Supplied records:

PR #184, opened 2026-06-16
fix(pi): handle pi 0.79.x renamed stream events (toolcall_*/toolName)

robertclawson:
## What

pi **0.79.x** renamed its `--mode json` stream events. The phantombot Pi adapter (`src/harnesses/pi.ts`) was written against **0.67.x** and no longer recognised the new names:

| Old (0.67.x) | New (0.79.x) |
|---|---|
| `assistantMessageEvent.type` = `tool_use_*` | `toolcall_*` (`toolcall_start` / `toolcall_delta` / `toolcall_end`) |
| `tool_execution_start.tool_name` | `tool_execution_start.toolName` |

Because the adapter only matched the old names, on current pi:
- tool-call `assistantMessageEvent`s fell through to the `heartbeat` branch, so narration was **never flushed into a bubble** before a tool ran (defeating PR #74);
- `tool_execution_start` progress notes always rendered as a nameless **`tool`** instead of `tool: <name>`.

This surfaced while testing the `moonshotai/kimi-k2.7-code` OpenRouter model on Lena: long tool-heavy turns showed "constant thinking, no output" with zero visibility into what the agent was doing.

## Fix

Accept **both** the new and legacy event names so the adapter works across pi versions:
- `parsePiEvent`: read `toolName` with `tool_name` fallback; match `toolcall*` **or** `tool_use*` prefixes.
- `piActivity`: treat `toolcall_end`/`tool_use_end` as productive and `toolcall*`/`tool_use*` as tool activity.
- Refreshed the schema docstrings (0.67.x → 0.79.x, old names noted as fallback).

Functionally this was **cosmetic** — turns still completed — but it restores mid-turn visibility into tool activity.

## Verification

- Schema confirmed against **pi 0.79.1** with a forced bash tool call (`toolcall_*` events + `toolName` field observed directly).
- New/updated unit tests cover both new and legacy names.
- `bun tsc --noEmit` clean.
- Full suite: **1309 pass, 0 fail**.

### DIFF
--- a/src/harnesses/pi.ts
+++ b/src/harnesses/pi.ts
@@ -152,11 +152,12 @@ export function renderPayload(req: HarnessRequest): string {
 /**
  * Translate one pi stream-json line into a HarnessChunk.
  *
- * Schema (verified against pi v0.67.x with `--mode json`):
+ * Schema (verified against pi v0.79.x with `--mode json`; older v0.67.x
+ * event names — `tool_use_*`, `tool_name` — still accepted as fallback):
  *
  *   {"type":"message_update",
  *    "assistantMessageEvent":{
- *       "type":"text_delta"|"thinking_delta"|"tool_use_*"|...,
+ *       "type":"text_delta"|"thinking_delta"|"toolcall_*"|...,
  *       "contentIndex": N,
  *       "delta": "...",     // for *_delta events
  *       "partial": {...},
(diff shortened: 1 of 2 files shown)


kaieriksen (approved):
Reviewed the pi 0.79 event drift fix. The adapter now accepts both new toolcall*/toolName events and the legacy tool_use*/tool_name forms, and the idle/activity classification still treats tool end as productive so wedged tool calls are not masked by heartbeats.\n\nValidation passed locally: bun test (1309 pass / 1 skip), bun tsc --noEmit, bun run build, and git diff --check origin/main...HEAD.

Work request: Could you work out how many lines in the material contain "fallback"? Reply with only that number.

Response to this exercise: 3